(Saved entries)
PR #15708, opened 2024-08-24
shared/runtime/sys_stdio_mphal: Fix docstring for stdio.

timdechant:
### Summary
Docstring for stdio indicates "FileIO", which is a binary IO stream.
As detailed in adafruit#553, stdio is not binary by design;
its docstring should indicate "StringIO".
More detail in issue adafruit#9543.

### Testing
Pico build on Waveshare RP2040-Zero.

### DIFF
--- a/shared/runtime/sys_stdio_mphal.c
+++ b/shared/runtime/sys_stdio_mphal.c
@@ -54,7 +54,7 @@ static const sys_stdio_obj_t stdio_buffer_obj;
 
 static void stdio_obj_print(const mp_print_t *print, mp_obj_t self_in, mp_print_kind_t kind) {
     sys_stdio_obj_t *self = MP_OBJ_TO_PTR(self_in);
-    mp_printf(print, "<io.FileIO %d>", self->fd);
+    mp_printf(print, "<io.%s %d>", mp_obj_get_type_str(self_in), self->fd);
 }
 
 static mp_uint_t stdio_read(mp_obj_t self_in, void *buf, mp_uint_t size, int *errcode) {
@@ -122,7 +122,7 @@ static const mp_stream_p_t stdio_obj_stream_p = {
 
 MP_DEFINE_CONST_OBJ_TYPE(
     stdio_obj_type,
-    MP_QSTR_FileIO,
+    MP_QSTR_TextIOWrapper,
     MP_TYPE_FLAG_ITER_IS_STREAM,
     print, stdio_obj_print,
     protocol, &stdio_obj_stream_p,
--- a/tests/basics/sys_stdio.py
+++ b/tests/basics/sys_stdio.py
@@ -2,6 +2,14 @@
 
 import sys
 
+try:
+    sys.stdout
+    sys.stdin
+    sys.stderr
+except AttributeError:
+    print("SKIP")
+    raise SystemExit
+
 # CPython is more verbose; no need to match exactly
 
 print('TextIOWrapper' in str(sys.stdout))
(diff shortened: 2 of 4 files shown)


shared/runtime/sys_stdio_mphal.c
```diff
@@ -122,7 +122,7 @@ static const mp_stream_p_t stdio_obj_stream_p = {
 
 MP_DEFINE_CONST_OBJ_TYPE(
     stdio_obj_type,
-    MP_QSTR_FileIO,
+    MP_QSTR_StringIO,
```
dpgeorge, line 125: This should probably be `TextIOWrapper`, which matches CPython and also the unix port of MicroPython.

shared/runtime/sys_stdio_mphal.c
```diff
@@ -54,7 +54,7 @@ static const sys_stdio_obj_t stdio_buffer_obj;
 
 static void stdio_obj_print(const mp_print_t *print, mp_obj_t self_in, mp_print_kind_t kind) {
     sys_stdio_obj_t *self = MP_OBJ_TO_PTR(self_in);
-    mp_printf(print, "<io.FileIO %d>", self->fd);
+    mp_printf(print, "<io.StringIO %d>", self->fd);
```
dpgeorge, line 57: This will now print the wrong value for things like `sys.stdin.buffer`, which should remain a `FileIO`.

Could fix that with the following:
```c
mp_printf(print, "<io.%s %d>", mp_obj_get_type_str(self_in), self->fd);
```

dpgeorge (commented):
Thanks for the contribution.

It would be good to add some tests for this, to make sure it doesn't regress.  Are you able to do that?  I suggest a new test file `tests/basics/sys_stdio.py`.

shared/runtime/sys_stdio_mphal.c
timdechant: Ah, even better.  I'll update and add some tests.

timdechant:
hmmm... qemu-arm is failing my test:

> basics/sys_stdio.py: 
> Traceback (most recent call last):
>   File "<stdin>", line 7, in <module>
> AttributeError: 'module' object has no attribute 'stdout'

Did not know this was optional; updating test.

tests/basics/sys_stdio.py
```diff
@@ -0,0 +1,33 @@
...
+
+print('TextIOWrapper' in str(sys.stdout))
+print('TextIOWrapper' in str(sys.stderr))
+print('TextIOWrapper' in str(sys.stdin))
+
+print('TextIOWrapper' in str(type(sys.stdout)))
+print('TextIOWrapper' in str(type(sys.stderr)))
+print('TextIOWrapper' in str(type(sys.stdin)))
+
+# # .buffer member is optional
```
dpgeorge, line 23: I suggest putting the following code (uncommented) into a separate test `tests/basics/sys_stdio_buffer.py`, and skip that test by first checking if `sys.stdout.buffer` exists (like this file does for `sys.stdout`).

dpgeorge: You can also add a `tests/basics/sys_stdio_buffer.py.exp` file if the output doesn't match CPython.

timdechant: > separate test `tests/basics/sys_stdio_buffer.py`
Done.

> add a `tests/basics/sys_stdio_buffer.py.exp` file if the output doesn't match CPython
A weak match to CPython is appropriate for this.

dpgeorge (approved):

dpgeorge:
Squashed, rebased and merged in 455415b1e1199c4364e84cc31905452f7c4ec399

Thanks for the contribution!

* [TASK STATEMENT]: Which lines of the records hold the string "stdin"? Copy each one.

* [ANSWER AREA]:
+    sys.stdin
dpgeorge, line 57: This will now print the wrong value for things like `sys.stdin.buffer`, which should remain a `FileIO`.
>   File "<stdin>", line 7, in <module>
+print('TextIOWrapper' in str(sys.stdin))
+print('TextIOWrapper' in str(type(sys.stdin)))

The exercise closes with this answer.